__What this task involves__.
Gather the lines below that include the string "bbatsov", copying each in full.

__Study material__.
PR #9903, opened 2021-07-02
[Fix #9580] Add New Cop to Enforce Bundler Gem filename

### LINKED ISSUE #9580: A cop that enforces `Gemfile` vs `gems.rb`

I'm kicking the tires on changing our `Gemfile` to `gems.rb`. However, we have many internal gems without our monorepo and it just occurred to me that it would be cool to have a configurable cop that enforces one or the other.

A cop that checks to make sure you have a `Gemfile` or a `gems.rb` (and it counterpart lockfiles) depending on what you've configured. Maybe we default to the newer `gems.rb`?

gregfletch:
Add a new cop which enforces which bundler gem filename to use. By default, enforces Gemfile and its related Gemfile.lock file. Alternatively, setting RequiresGemfile to false enforces gems.rb and its related gems.locked file.

-----------------

* [x] Added tests.


lib/rubocop/cop/bundler/gem_filename.rb
```diff
@@ -0,0 +1,90 @@
+# frozen_string_literal: true
+
+module RuboCop
+  module Cop
+    module Bundler
+      # This cop verifies that a project contains Gemfile or gems.rb file and correct
+      # associated lock file based on the configuration.
+      #
+      # @example RequiresGemfile: true (default)
```
bbatsov, line 9: I'd suggest "EnforcedStyle" with the options "Gemfile" and "gems.rb". To me at least, that's much easier to understand.

lib/rubocop/cop/bundler/gem_filename.rb
```diff
@@ -0,0 +1,90 @@
...
+      #
+      #   # bad
+      #   Project contains gems.rb and Gemfile.lock file
+      #
+      #   # good
+      #   Project contains gems.rb and gems.locked files
+      class GemFilename < Base
+        include RangeHelp
+
+        MSG_GEMFILE_REQUIRED = 'gems.rb file was found but Gemfile is required.'
```
bbatsov, line 31: Please add backticks around the names of the files, so they are properly colored in the terminal.

lib/rubocop/cop/bundler/gem_filename.rb
```diff
@@ -0,0 +1,96 @@
...
+        MSG_GEMS_RB_MISMATCHED = 'Expected a `gems.locked` file with `gems.rb` but found '\
+                                 '`Gemfile.lock`.'
+        GEMFILE_FILES = %w[Gemfile Gemfile.lock].freeze
+        GEMS_RB_FILES = %w[gems.rb gems.locked].freeze
+
+        def on_new_investigation
+          file_path = processed_source.file_path
+          return if expected_gemfile?(file_path)
+
+          register_offense(processed_source, file_path)
```
bbatsov, line 45: I see this function uses only the underlying buffer, so I guess you can pass it down directly.

lib/rubocop/cop/bundler/gem_filename.rb
```diff
@@ -0,0 +1,96 @@
...
+
+        def register_gems_rb_offense(processed_source, file_path)
+          message = case file_path
+                    when 'Gemfile'
+                      MSG_GEMS_RB_REQUIRED
+                    when 'Gemfile.lock'
+                      MSG_GEMS_RB_MISMATCHED
+                    end
+
+          return if message.nil?
```
bbatsov, line 76: I think it's a bit weird that this function might register an offense or not. Perhaps it has to be separated in two for clarity.

lib/rubocop/cop/bundler/gem_filename.rb
dvandersluis: Absolutely agree, and it's more consistent with other cops that way.

lib/rubocop/cop/bundler/gem_filename.rb
```diff
@@ -0,0 +1,100 @@
...
+
+        def register_gemfile_offense(source_buffer, file_path)
+          message = case file_path
+                    when 'gems.rb'
+                      MSG_GEMFILE_REQUIRED
+                    when 'gems.locked'
+                      MSG_GEMFILE_MISMATCHED
+                    end
+
+          add_offense(source_range(source_buffer, 1, 0), message: message)
```
dvandersluis, line 63: I believe you should be able to use `add_global_offense` instead of the two `add_offense` calls since the offense isn't really related to a line.

https://github.com/rubocop/rubocop/blob/07415559a9249e0230cb9d7382cbf148ba9227aa/lib/rubocop/cop/base.rb#L105-L112

config/default.yml
```diff
@@ -174,6 +174,15 @@ Bundler/GemComment:
...
   OnlyFor: []
 
+Bundler/GemFilename:
+  Description: 'Enforces the filename for managing gems.'
+  Enabled: true
+  VersionAdded: '<<next>>'
+  EnforcedStyle: 'Gemfile'
+  SupportedStyles:
+    - 'Gemfile'
+    - 'gems.rb'
```
dvandersluis, line 184: This configuration section should have an `Include` key to limit what's scanned by the cop (otherwise, it'll scan every single file, which is unperformant and might end up with false positives, for instance if someone has a `lib/gems.rb` file).

lib/rubocop/cop/bundler/gem_filename.rb
```diff
@@ -0,0 +1,100 @@
...
+                    when 'Gemfile.lock'
+                      MSG_GEMS_RB_MISMATCHED
+                    end
+
+          add_offense(source_range(source_buffer, 1, 0), message: message)
+        end
+
+        def gemfile_offense?(file_path)
+          gemfile_required? && %w[gems.rb gems.locked].include?(file_path)
+        end
```
dvandersluis, line 79:
```suggestion
        def gemfile_offense?(file_path)
          gemfile_required? && GEMS_RB_FILES.include?(file_path)
        end
```

lib/rubocop/cop/bundler/gem_filename.rb
```diff
@@ -0,0 +1,100 @@
...
+
+        def gems_rb_offense?(file_path)
+          gems_rb_required? && %w[Gemfile Gemfile.lock].include?(file_path)
+        end
```
dvandersluis, line 83:
```suggestion
        def gems_rb_offense?(file_path)
          gems_rb_required? && GEMFILE_FILES .include?(file_path)
        end
```

dvandersluis:
The other bundler cops handle files that aren't in the root directory, but this doesn't appear like it'll do so given how the file names are matched.

bbatsov:
@gregfletch Ping :-)

gregfletch:
> @gregfletch Ping :-)

Oops, completely forgot about this. Should have time by this weekend to fix up the remaining comments and finish this off. Sorry about that!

__Written solution__.
bbatsov, line 9: I'd suggest "EnforcedStyle" with the options "Gemfile" and "gems.rb". To me at least, that's much easier to understand.
bbatsov, line 31: Please add backticks around the names of the files, so they are properly colored in the terminal.
bbatsov, line 45: I see this function uses only the underlying buffer, so I guess you can pass it down directly.
bbatsov, line 76: I think it's a bit weird that this function might register an offense or not. Perhaps it has to be separated in two for clarity.
bbatsov:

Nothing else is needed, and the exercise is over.